The thing is the investors want to cash in their return now. And there isn't one. And they're starting to get rather vocal about it. The big investment companies have already dumped their own stock onto bagholders and are now cutting their losses.

Ignoring the technical, social issues, the basic finances don't work. The technology has no tangible return on the spend, only loss. It's so so so bad the pissants like Altman went begging to the US gov for a bailout.

It's not a bubble, it's market fraud.
I disagree strongly, and unfortunately your knowledge regarding Anthropic isn't exactly correct on this: they are working with fluidstack and are invested in Google TPUs, it's got nothing to do with NVDA at all. Amazon is their financial backer much like Microsoft is for OpenAI, and both aren't going to give up within the next few years.

People really want this to be true and are hoping for some crash soon for a lot of reasons that I understand very well. I also understand the technology pretty well, and have spent a lot of time working with research technology precursors. There are limitations but the utility is undeniable, the usage is upwards of 1 billion people, and the US DoD has large contracts with all of the foundation model companies.

GenAI isn't going anywhere, whether we like it or not. And there are a lot of reasons to not like it, but it's the reality.
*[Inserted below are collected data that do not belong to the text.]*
Issue #4379, opened 2023-01-26
Houdini: New Publisher doesn't refresh attributes correctly


BigRoy:
**Running version**

3.15.0 (but also tested in 3.14.11-nightly.4, same issue)

**Describe the bug**

The New Publisher UI keeps data visible even on reset in a new scene. It'll also **infect** other instances in the scene (see Bug2). Only workaround is to close down houdini completely and restart with a non-infected scene.

As soon as you ever reset the Publisher UI with a scene that was 'infected' it'd infect all future scenes opened in the same session. Even when opening an existing scene that was fine before.

**To Reproduce**
1. Open Houdini
2. Open the new publisher
3. It should have generated a workfile instance, and thus have created a hidden `/obj/OpenPypeContext` node

Now run this python code:
```python
import hou
from openpype.hosts.houdini.api.lib import read, imprint

node = hou.node("/obj/OpenPypeContext")
data = read(node)

data["workfile"]["creator_attributes"]["my_fake_data"] = 10
imprint(node, data)
```
This code emulate storing creator attributes data for the workfile.

Now reset the publisher UI. It will show the fake data:
![afbeelding](https://user-images.githubusercontent.com/2439881/214835434-25332817-5d58-44c7-b3eb-063bfd4cced1.png)

**Bug 1: Data will always remain, it never goes away**

Now create a new Houdini file and reset the publisher UI.
The data still remains - which you wouldn't expect, because you're starting a new empty workfile.
The same happens if you explicitly delete the `/obj/OpenPypeContext` node in the scene to clear out any context data.

**Bug 2: Data will appear on ALL instances, not only the workfile**

Now create a pointcache instance, this will now suddenly also have this data:

![afbeelding](https://user-images.githubusercontent.com/2439881/214835724-05070366-9586-4410-82d2-2c69e1bf0c7e.png)

![afbeelding](https://user-images.githubusercontent.com/2439881/214835756-6c014183-dfcb-497c-9edb-e41941f36489.png)

But there's no reason for the pointcache to also get that data.

**Expected behavior**

It's like the UI just won't let go of the values that were visible in the UI before but are not relevant anymore.
I'd expect to just have a clean slate to work with when doing New File and resetting the publisher, but it doesn't.

**Additional context**

[My frustrations around this issue also came up on discord here](https://discord.com/channels/517362899170230292/517382145552154634/1068129295878344704) because it's hard to understand why the value remains.

[...]

PR #4392, opened 2023-01-27
General: Attribute definitions fixes

iLLiCiTiT:
## Brief description
Fix possible issues with attribute definitions in publisher if there is unknown attribute on an instance.

## Description
Source of the issue is that attribute definitions from creator plugin could be "expanded" during `CreatedInstance` initialization. Which would affect all other instances using the same list of attributes -> literally object of list. If the same list object is used in "BaseClass" for other creators it would affect all instances (because of 1 instance). There had to be implemented other changes to fix the issue and keep behavior the same.

Object of `CreatedInstance` can be created without reference to creator object. `CreatedInstance` is responsible to give UI attribute definitions (technically is prepared for cases when each instance may have different attribute definitions -> not yet).
Attribute definition has added more conditions for `__eq__` method and have implemented `__ne__` method (which is required for Py 2 compatibility). Renamed `AbtractAttrDef` to `AbstractAttrDef` (fix typo).

### Additional information
Currently multiselection of instances may cause that attributes are not loaded as fast (that because of very inefficient way how to find "common attributes" for all instances. That could be solved by implementing "create hash" method for attribute definitions. The result would be string which would contain all information which makes the attribute unique by combination of all definitions properties (could be huge for enums). We could look into that if we'll find out it's an issue.

```
# Example of attribute definition
NumberDef(
    "my_num",
    minimum=1.0,
    maximum=20.0,
    decimals=1,
    default=5.0,
    hidden=False,
    disabled=False
)

# Simplified possible tempalte for number definition
hast_str_template = "{class}|{key}|{hidde}|{disabled}|{default}|{minimum}|{maximum}|{decimals}"

# The result for the object above
hash_str = "NumberDef|my_num|0|0|5.0|1.0|20.0|1"
```

## Testing notes:
Hosts where is used New Publisher should work as before (or better).
1. Open one of the hosts e.g. TrayPublisher
2. Open publisher UI
3. Create part should show precreate attributes as expected
4. Create few instances
5. Instance attributes in `Publish` category should be shown correctly and they should work on multiselection

More complex testing:
Follow steps in this issue https://github.com/ynput/OpenPype/issues/4379

Resolves https://github.com/ynput/OpenPype/issues/4379

### DIFF
--- a/openpype/lib/__init__.py
+++ b/openpype/lib/__init__.py
@@ -30,7 +30,7 @@ from .vendor_bin_utils import (
 )
 
 from .attribute_definitions import (
-    AbtractAttrDef,
+    AbstractAttrDef,
 
     UIDef,
     UISeparatorDef,
@@ -246,7 +246,7 @@ __all__ = [
     "get_ffmpeg_tool_path",
     "is_oiio_supported",
 
-    "AbtractAttrDef",
+    "AbstractAttrDef",
 
     "UIDef",
     "UISeparatorDef",
--- a/openpype/lib/attribute_definitions.py
+++ b/openpype/lib/attribute_definitions.py
@@ -154,7 +154,12 @@ class AbtractAttrDef(object):
     def __eq__(self, other):
         if not isinstance(other, self.__class__):
             return False
-        return self.key == other.key
+        return (
+            self.key == other.key
+            and self.hidden == other.hidden
+            and self.default == other.default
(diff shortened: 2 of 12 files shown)


kalisp (approved):
Tested in Publisher, Nuke, AE, didn't notice irregularities from before.

(But I didn't have mentioned issues that this should fix.)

Ads are coming and the infrastructure is already there. For coding etc. the prices will go up (Anthropic's prices are already high and profitable for that) and companies will pay it because the utility is there.

Free users will be milked for data and ad sales. Paid users at lower tiers will probably also be ad targeted too. It's obvious what's coming near-term.

Long term we've got World Models and other things to look forward to. Yann just left Meta to start his own company for a reason :).


As far as "dumping onto bag holders" nvidia is somewhat risky but the ROI is enormous, they have $600B in commitments through 2026 which is ridiculous. Of course that won't continue indefinitely but their technology and particularly their ability to build out fast with clusters and their specialized networking hardware / software stack is unmatched.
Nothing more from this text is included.